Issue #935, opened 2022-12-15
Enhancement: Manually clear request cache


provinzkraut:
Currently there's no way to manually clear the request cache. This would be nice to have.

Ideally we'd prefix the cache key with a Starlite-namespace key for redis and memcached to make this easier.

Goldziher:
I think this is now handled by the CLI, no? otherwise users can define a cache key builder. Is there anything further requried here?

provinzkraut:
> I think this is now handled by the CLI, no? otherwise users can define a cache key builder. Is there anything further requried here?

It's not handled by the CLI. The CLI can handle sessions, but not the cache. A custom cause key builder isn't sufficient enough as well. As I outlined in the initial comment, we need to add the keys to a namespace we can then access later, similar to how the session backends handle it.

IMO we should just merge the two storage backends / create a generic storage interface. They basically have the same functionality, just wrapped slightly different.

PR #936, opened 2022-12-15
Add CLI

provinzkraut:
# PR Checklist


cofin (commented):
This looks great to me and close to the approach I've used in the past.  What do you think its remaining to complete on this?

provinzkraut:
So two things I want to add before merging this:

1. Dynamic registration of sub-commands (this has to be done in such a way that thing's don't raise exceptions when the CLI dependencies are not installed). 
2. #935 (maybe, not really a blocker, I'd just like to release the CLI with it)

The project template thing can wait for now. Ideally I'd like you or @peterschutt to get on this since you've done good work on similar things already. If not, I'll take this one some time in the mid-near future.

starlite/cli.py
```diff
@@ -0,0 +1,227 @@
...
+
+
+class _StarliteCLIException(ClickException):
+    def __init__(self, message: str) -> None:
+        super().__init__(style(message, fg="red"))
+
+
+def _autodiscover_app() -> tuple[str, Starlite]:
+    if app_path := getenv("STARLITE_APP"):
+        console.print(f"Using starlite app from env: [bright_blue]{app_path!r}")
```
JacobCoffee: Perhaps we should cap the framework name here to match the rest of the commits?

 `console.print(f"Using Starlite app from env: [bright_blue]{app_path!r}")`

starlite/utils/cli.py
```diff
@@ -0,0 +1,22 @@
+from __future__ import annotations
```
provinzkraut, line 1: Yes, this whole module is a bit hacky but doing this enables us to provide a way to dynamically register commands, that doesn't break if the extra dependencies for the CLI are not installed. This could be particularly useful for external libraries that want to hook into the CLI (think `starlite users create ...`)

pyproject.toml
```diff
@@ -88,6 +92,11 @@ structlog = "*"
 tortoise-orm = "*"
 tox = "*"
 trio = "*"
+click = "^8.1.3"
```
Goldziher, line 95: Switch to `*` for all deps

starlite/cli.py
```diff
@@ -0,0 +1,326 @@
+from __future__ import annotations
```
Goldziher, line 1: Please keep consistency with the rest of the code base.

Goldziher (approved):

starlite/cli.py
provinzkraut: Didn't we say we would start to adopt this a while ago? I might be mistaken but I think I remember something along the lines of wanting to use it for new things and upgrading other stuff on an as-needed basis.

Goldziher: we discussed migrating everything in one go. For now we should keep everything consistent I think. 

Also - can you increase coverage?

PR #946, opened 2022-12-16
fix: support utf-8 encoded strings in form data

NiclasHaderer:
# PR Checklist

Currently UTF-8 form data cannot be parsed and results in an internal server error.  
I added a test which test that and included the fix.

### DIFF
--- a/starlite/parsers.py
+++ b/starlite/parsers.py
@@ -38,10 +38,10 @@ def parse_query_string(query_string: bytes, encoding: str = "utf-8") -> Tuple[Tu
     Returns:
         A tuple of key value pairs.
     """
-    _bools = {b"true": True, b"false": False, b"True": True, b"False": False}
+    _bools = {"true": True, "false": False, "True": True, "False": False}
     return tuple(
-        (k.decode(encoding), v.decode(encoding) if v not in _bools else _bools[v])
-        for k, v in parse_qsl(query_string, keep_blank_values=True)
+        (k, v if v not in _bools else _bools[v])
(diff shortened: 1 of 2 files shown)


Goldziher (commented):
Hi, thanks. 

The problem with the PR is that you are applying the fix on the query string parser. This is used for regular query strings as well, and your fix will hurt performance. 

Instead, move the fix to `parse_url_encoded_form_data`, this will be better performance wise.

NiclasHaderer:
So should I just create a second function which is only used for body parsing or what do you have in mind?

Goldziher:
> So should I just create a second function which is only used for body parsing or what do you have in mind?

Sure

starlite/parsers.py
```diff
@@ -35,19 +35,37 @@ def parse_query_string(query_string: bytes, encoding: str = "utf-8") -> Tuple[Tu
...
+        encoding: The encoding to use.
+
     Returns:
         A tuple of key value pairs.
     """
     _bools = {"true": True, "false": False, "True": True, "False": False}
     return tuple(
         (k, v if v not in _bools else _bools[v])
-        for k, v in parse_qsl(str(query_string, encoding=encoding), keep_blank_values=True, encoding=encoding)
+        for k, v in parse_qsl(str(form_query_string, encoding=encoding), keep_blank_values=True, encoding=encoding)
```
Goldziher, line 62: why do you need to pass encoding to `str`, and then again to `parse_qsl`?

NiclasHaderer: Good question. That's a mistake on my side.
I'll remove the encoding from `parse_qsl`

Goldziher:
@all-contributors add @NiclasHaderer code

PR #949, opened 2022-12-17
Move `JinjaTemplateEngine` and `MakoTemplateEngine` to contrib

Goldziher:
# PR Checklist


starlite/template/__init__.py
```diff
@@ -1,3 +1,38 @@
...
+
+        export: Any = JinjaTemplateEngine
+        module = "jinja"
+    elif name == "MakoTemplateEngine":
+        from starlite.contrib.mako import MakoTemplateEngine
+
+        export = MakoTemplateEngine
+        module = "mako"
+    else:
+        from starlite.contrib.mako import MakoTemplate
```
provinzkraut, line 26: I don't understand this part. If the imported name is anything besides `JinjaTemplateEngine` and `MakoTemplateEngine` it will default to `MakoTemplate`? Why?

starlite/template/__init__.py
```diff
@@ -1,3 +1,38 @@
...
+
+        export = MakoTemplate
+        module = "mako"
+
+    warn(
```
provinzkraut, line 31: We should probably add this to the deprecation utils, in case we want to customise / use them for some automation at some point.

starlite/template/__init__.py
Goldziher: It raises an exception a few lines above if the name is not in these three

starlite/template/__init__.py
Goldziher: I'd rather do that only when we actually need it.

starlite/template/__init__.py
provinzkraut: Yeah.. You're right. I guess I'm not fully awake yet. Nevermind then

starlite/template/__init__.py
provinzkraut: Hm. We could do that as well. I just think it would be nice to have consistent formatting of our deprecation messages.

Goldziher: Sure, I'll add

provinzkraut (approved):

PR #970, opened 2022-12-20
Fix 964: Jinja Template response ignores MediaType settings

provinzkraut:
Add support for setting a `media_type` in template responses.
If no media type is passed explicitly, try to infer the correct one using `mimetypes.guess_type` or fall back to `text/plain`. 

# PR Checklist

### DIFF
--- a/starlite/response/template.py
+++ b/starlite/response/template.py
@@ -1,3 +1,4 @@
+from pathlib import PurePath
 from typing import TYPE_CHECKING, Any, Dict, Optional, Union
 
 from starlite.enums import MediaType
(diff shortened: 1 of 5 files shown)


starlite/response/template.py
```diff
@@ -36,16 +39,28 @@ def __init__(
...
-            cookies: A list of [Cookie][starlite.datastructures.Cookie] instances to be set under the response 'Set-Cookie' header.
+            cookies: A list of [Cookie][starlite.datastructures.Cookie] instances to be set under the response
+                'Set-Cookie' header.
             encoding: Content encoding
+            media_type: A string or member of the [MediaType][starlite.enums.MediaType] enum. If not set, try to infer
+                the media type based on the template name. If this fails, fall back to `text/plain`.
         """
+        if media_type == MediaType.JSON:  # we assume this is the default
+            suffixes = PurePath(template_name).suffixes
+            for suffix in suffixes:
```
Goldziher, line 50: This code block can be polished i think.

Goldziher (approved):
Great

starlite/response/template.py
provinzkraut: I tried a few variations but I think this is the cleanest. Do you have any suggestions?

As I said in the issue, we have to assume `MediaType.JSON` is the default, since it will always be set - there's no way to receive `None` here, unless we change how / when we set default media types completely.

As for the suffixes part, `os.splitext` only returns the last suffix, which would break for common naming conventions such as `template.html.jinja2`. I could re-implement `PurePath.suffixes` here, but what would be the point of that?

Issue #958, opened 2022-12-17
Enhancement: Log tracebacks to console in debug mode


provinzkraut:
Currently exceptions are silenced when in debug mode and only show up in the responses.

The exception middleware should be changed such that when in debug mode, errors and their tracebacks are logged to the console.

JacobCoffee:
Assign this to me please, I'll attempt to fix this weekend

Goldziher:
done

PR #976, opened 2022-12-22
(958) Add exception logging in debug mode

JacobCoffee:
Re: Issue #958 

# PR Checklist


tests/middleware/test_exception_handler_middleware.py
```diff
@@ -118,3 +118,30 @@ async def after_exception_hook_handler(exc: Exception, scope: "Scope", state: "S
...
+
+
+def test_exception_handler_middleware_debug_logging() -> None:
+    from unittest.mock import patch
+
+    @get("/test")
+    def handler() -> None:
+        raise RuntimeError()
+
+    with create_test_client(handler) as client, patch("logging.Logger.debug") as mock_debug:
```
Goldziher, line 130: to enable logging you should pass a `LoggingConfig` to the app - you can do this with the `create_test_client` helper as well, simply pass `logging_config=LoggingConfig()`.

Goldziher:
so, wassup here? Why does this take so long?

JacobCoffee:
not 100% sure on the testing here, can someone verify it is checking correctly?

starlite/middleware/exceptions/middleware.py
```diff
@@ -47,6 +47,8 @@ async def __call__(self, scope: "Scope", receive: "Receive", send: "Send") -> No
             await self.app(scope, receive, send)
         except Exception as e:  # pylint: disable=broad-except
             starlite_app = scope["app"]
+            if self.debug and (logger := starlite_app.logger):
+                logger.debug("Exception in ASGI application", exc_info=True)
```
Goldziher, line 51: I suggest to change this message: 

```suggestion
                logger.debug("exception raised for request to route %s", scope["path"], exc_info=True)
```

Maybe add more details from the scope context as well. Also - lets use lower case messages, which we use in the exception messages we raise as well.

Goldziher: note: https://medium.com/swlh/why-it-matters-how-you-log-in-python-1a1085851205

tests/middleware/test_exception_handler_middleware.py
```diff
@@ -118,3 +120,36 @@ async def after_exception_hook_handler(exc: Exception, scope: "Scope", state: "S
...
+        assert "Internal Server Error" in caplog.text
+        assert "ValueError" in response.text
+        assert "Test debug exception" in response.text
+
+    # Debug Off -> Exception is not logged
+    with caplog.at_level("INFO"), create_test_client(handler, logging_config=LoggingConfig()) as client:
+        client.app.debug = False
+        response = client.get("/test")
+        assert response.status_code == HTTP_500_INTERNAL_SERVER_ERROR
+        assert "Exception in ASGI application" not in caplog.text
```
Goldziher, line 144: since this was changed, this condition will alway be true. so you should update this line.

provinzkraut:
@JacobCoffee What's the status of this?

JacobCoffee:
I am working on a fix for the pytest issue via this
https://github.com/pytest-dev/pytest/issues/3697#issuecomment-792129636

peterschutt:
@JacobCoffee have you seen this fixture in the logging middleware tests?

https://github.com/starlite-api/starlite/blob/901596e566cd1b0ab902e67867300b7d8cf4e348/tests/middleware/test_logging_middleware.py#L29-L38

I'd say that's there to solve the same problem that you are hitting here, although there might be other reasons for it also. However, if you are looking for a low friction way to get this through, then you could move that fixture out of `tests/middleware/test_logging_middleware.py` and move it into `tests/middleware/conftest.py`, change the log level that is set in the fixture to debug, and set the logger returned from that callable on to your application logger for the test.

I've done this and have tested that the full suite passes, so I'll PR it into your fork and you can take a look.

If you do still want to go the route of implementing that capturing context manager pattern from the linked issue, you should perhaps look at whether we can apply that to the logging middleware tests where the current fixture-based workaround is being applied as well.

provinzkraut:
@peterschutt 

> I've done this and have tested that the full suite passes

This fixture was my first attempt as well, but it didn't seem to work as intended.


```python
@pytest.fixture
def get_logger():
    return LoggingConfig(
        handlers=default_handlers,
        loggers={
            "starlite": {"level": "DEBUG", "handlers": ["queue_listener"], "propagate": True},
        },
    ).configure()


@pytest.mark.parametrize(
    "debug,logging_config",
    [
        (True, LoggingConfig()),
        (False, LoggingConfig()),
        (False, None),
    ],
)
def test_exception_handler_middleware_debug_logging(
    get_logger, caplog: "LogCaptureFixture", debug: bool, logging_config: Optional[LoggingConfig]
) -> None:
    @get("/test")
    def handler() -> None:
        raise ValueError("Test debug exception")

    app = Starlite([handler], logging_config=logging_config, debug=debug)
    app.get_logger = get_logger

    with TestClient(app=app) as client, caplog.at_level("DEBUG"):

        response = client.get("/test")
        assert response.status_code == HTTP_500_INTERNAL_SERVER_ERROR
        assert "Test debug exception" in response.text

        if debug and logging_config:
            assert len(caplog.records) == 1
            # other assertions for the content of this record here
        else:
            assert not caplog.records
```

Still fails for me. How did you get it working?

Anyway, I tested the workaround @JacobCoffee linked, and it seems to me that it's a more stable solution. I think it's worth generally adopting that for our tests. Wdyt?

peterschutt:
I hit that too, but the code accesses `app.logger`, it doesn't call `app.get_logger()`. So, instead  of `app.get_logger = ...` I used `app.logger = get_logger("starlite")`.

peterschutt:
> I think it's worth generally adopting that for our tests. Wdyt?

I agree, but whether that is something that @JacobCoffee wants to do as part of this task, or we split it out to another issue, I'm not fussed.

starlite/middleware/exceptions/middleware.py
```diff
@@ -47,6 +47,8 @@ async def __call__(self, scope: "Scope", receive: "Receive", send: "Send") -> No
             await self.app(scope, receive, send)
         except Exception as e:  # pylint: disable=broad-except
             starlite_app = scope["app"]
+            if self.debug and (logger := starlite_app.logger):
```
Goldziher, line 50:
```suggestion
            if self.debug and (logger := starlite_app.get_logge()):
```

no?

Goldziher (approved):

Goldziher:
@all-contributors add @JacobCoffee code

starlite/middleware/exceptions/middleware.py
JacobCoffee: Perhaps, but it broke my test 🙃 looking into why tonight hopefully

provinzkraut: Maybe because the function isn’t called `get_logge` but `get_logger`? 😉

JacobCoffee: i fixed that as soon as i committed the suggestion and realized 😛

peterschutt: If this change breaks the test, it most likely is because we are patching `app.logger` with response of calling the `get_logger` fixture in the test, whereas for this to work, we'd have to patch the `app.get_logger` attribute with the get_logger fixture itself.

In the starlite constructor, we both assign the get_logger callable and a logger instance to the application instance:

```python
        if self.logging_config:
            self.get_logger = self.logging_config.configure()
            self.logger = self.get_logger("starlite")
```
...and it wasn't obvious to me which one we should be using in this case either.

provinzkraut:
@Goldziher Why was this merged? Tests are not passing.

* [EXERCISE AIM]: The word "linked" appears on some lines of the data above; say how many such lines there are, with nothing else.

* [EXERCISE RESPONSE]: 2